Search code examples
httpwebbrowser-extension

Simulating a remote website locally for testing


I am developing a browser extension. The extension works on external websites we have no control over.

I would like to be able to test the extension. One of the major problems I'm facing is displaying a website 'as-is' locally.

Is it possible to display a website 'as-is' locally?

I want to be able to serve the website exactly as-is locally for testing. This means I want to simulate the exact same HTTP data, including iframe ads, etc.

  • Is there an easy way to do this?

More info:

I'd like my system to act as closely to the remote website as possible. I'd like to run command fetch for example which would allow me to go to the site in my browser (without the internet on) and get the exact same thing I would otherwise (including information that is not from a single domain, google ads, etc).

I don't mind using a virtual machine if this helps.

I figured this was quite a useful thing in testing. Especially when I have a bug I need to reliably reproduce in sites that have many random factors (what ads show, etc).


Solution

  • As was already mentioned, caching proxies should do the trick for you (BTW, this is the simplest solution). There are quite a lot of different implementations, so you just need to spend some time selecting a proper one (according to my experience squid is a good solution). Anyway, I would like to highlight two other interesting options:

    Option 1: Betamax

    Betamax is a tool for mocking external HTTP resources such as web services and REST APIs in your tests. The project was inspired by the VCR library for Ruby. Betamax aims to solve these problems by intercepting HTTP connections initiated by your application and replaying previously recorded responses.

    Betamax comes in two flavors. The first is an HTTP and HTTPS proxy that can intercept traffic made in any way that respects Java’s http.proxyHost and http.proxyPort system properties. The second is a simple wrapper for Apache HttpClient.

    BTW, Betamax has a very interesting feature for you:

    Betamax is a testing tool and not a spec-compliant HTTP proxy. It ignores any and all headers that would normally be used to prevent a proxy caching or storing HTTP traffic.

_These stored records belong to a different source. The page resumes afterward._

PR #396, opened 2026-07-01
Try slackening Reactant compat

dkytezab:
To accomodate newest version


xkykai:
important because we need https://github.com/EnzymeAD/Reactant.jl/pull/3004 !

xkykai (approved):

PR #400, opened 2026-07-01
[WIP] Add ERA5-Land dataset support to DataWrangling

xkykai:
## Summary

Adds the **ERA5-Land** reanalysis (`reanalysis-era5-land`) as a first-class dataset in `DataWrangling`, so land-surface state (soil temperature, soil moisture, skin temperature, snow) can be loaded as `FieldTimeSeries` / single-snapshot `Field`s on the native grid or regridded onto a target land grid.

The motivating use is **observational ground truth for calibrating land models** (e.g. `SlabLand`) online against reanalysis — the data layer that Phases 2–3 of the land-training effort depend on.

## Approach

ERA5-Land is implemented as **subtypes of the existing `ERA5Dataset`** (`ERA5HourlyLand`, `ERA5MonthlyLand`), reusing the entire CDS download / NetCDF-split / `retrieve_data` / region-crop / regrid pipeline. Only what genuinely differs from ERA5 single-levels is overridden:

- **0.1° grid** — `Base.size` → `(3600, 1801, 1)` and specialized longitude/latitude interfaces (the inherited 0.25° values would be silently wrong).
- **Variable dicts** — skin temperature, soil temperature (4 levels), volumetric soil water (4 layers), 2 m temperature/dewpoint, snow depth + snow-water-equivalent.
- **Instantaneous analysis fields** — `conversion_units = nothing` (no accumulation→flux conversion).
- **Land-only masking** — `default_inpainting = nothing` so masked ocean cells stay `NaN` (to be masked in a loss, not smeared into coastal land).
- **CDS request** — the `reanalysis-era5-land` product rejects `product_type`, so `build_era5_request` now sets it via a dispatched `set_product_type!` hook (ERA5 → `["reanalysis"]`; ERA5-Land → omit). The land `Union` method is strictly more specific than the abstract `ERA5Dataset`, so it resolves unambiguously.

## Files

- `src/DataWrangling/ERA5/ERA5_land.jl` (new)
- `src/DataWrangling/ERA5/ERA5.jl`, `src/DataWrangling/DataWrangling.jl`, `src/NumericalEarth.jl` — includes + exports
- `ext/NumericalEarthCDSAPIExt.jl` — `cds_product`/`cds_varnames`/`nc_varnames`/`coord_vars` dispatch + `set_product_type!` refactor

## Testing

Verified against a **live CDS download** (Borneo bbox), not just static checks:

- ✅ Package loads; both dataset types construct and appear in `supported_datasets()`.
- ✅ `Metadata`/`Metadatum` build; `size(ERA5HourlyLand(), :skin_temperature) == (3600, 1801, 1)`; native grid is 0.1° (N→S).
- ✅ **Critical regression check:** the ERA5-Land CDS request omits `product_type`; the single-level request still includes it.
- ✅ **NetCDF short names confirmed against real files** — `skt, stl1, swvl1, t2m, d2m, sde, sd` all matched the dict exactly (no corrections needed).
- ✅ **Ocean masking end-to-end** — a land/sea bbox loaded with finite land cells (289–304 K) and `NaN` ocean cells, no inpainting.

## Notes / follow-ups

- The monthly product (`reanalysis-era5-land-monthly-means`) shares the code path (only its `cds_product` string differs) and was not exercised with a live download.
- Downloading requires the ERA5-Land licence accepted on the CDS account (separate from ERA5).
- No new `PrescribedLand`-style coupling type is added: ERA5-Land targets are plain `FieldTimeSeries` consumed by a loss.

### DIFF
--- a/ext/NumericalEarthCDSAPIExt.jl
+++ b/ext/NumericalEarthCDSAPIExt.jl
@@ -15,7 +15,9 @@ using NumericalEarth.DataWrangling.ERA5: ERA5Dataset, ERA5Metadata, ERA5Metadatu
                                          ERA5_dataset_variable_names, ERA5_netcdf_variable_names,
                                          ERA5PressureLevelsDataset,
                                          ERA5PressureMetadata, ERA5PressureMetadatum,
-                                         ERA5PL_dataset_variable_names, ERA5PL_netcdf_variable_names
+                                         ERA5PL_dataset_variable_names, ERA5PL_netcdf_variable_names,
+                                         ERA5HourlyLand, ERA5MonthlyLand, ERA5LandDataset,
+                                         ERA5Land_dataset_variable_names, ERA5Land_netcdf_variable_names
 using NumericalEarth.DataWrangling.GloFAS: GloFASDataset, GloFASMetadata, GloFASMetadatum,
                                            GloFAS_netcdf_variable_names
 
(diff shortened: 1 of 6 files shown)


bgroenks96:
Just seeing this now, but I would dispute that ERA5-Land serves as a good "ground truth" for calibrating land surface models. It is itself based on a land surface model that is quite far from state-of-the-art and is evaluated against a relatively incomplete set of observations that are not directly assimilated into the land model state; from the paper (Muñoz-Sabater et al. 2021)

> ERA5-Land does not assimilate observations directly. The observations influence the land surface evolution via the atmospheric forcing.

Thus, you should *not* consider ERA5-Land to be a "best estimate" of historical land surface states as one would do with ERA5, but rather as just any other model product. It's still useful as a reference, of course, and we should have it as a data source.

xkykai:
close since no longer relevant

    Option 2: Wireshark and replay proxy

    Grab all traffic you are interested in using Wireshark and replay it. This I would say it is not that hard to implement required replaying tool, but you can use available solution called replayproxy

    Replayproxy parses HTTP streams from .pcap files opens a TCP socket on port 3128 and listens as a HTTP proxy using the extracted HTTP responses as a cache while refusing all requests for unknown URLs.

    Such approach provide you with the full control and bit-to-bit precise simulation.